I guess it is - maybe I just don't like that I don't get a say in this being implemented. Then, obviously, it becomes a subjectively acceptable level of control.

Oh, it's not a "few" people attempting to upload CSAM. It's a pandemic and has been for a long time. Believe me, Apple (and other cloud services) would not be spending all these resources and time on CSAM detection if it were some small problem.

You're 1,000% correct and I definitely didn't mean to minimize that - I was just trying to illustrate a point, but you are absolutely correct about this.

Yes, it will be on their servers, but in effect "quarantined" for review and not able to be distributed. As for the "exact same amount of time" - I don't know. Was the server-side scan happening in real time as the photos were uploaded or just periodically? In any case, the point of this change isn't to reduce time on server or anything but to rather to continue to do what they've always been doing in a more private manner. That's it! I don't think Apple ever claimed that the method is more effective when done on the device itself - just more private.

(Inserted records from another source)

PR #137, opened 2020-11-29
Pull stories from backend

### LINKED ISSUE #93: Pull stories info and content from the backend
Currently, the data that is being shown on the front-end is static. We need to fetch data from the backend and show it

DinuWije:
## Description
Pulling mass story data from the backend and displaying pins on the map based on the current location (lat/long) of the author.

## To-do:
Update pin preview and story drawer with data from the backend

## Demo
image

### DIFF
--- a/ui/src/pages/ShoeMap.tsx
+++ b/ui/src/pages/ShoeMap.tsx
@@ -1,5 +1,6 @@
 import * as React from "react";
 import styled from "styled-components";
+import useSWR from "swr";
 import { AttributionControl, Map, TileLayer, ZoomControl } from "react-leaflet";
 import Control from "react-leaflet-control";
 import "leaflet/dist/leaflet.css";
@@ -9,6 +10,7 @@ import { useState } from "react";
 import { colors } from "../styles";
 import ShoeLogo from "../assets/images/shoeproject-logo.svg";
 import { Filter } from "../components/Filter";
+import { Story } from "../types";
 
 const StyledMap = styled(Map)`
   height: 100vh;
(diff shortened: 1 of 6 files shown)


ui/src/pages/ShoeMap.tsx
```diff
@@ -92,6 +80,15 @@ export const ShoeMap: React.FC = () => {
   const currentLocation = { lat: 43.4723, lng: -80.5449 };
   const [isDrawerOpen, setIsDrawerOpen] = useState(StoryDrawerState.Closed);
 
+  const { data:stories, error } = useSWR<Story[]>("/api/stories");
+
+  var markerList = []
+  if(stories && !error){
+    stories.forEach(story => {
+      markerList.push({lat: story.latitude, lng: story.longitude})
```
AbhiPrasad: Can we just change the expected markerList type to be stories instead of creating a new array.

You'll have to change the types that are passed down into the `PinCluster` component

ui/src/types/index.tsx
```diff
@@ -11,6 +11,8 @@ interface Model {
 export interface Story extends Model {
   title: string;
   content: string;
+  latitude: number;
+  longitude: number;
```
AbhiPrasad, line 17: Can we update this type to have all the story fields from the golang model https://github.com/uwblueprint/shoe-project/blob/main/internal/database/models/models.go#L20?

AbhiPrasad (changes requested):
Rather than create a new list with `var markerList = []`, just update the prop passed down into the `PinCluster` component to accept a list of stories.

AbhiPrasad (approved):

I'm trying to shift my mindset on this to make it more acceptable, b/c I prefer my iPhone over others, and want to do anything possible to help stop CSAM, CP, pedophilia etc. (though I still wonder how much this is truly helping with that).

I'm just having a hard time shaking the fact that, again, it's being done on my device without my say. And I believe there are trade-offs to how Apple is implementing this that offset what I view as a small privacy benefit.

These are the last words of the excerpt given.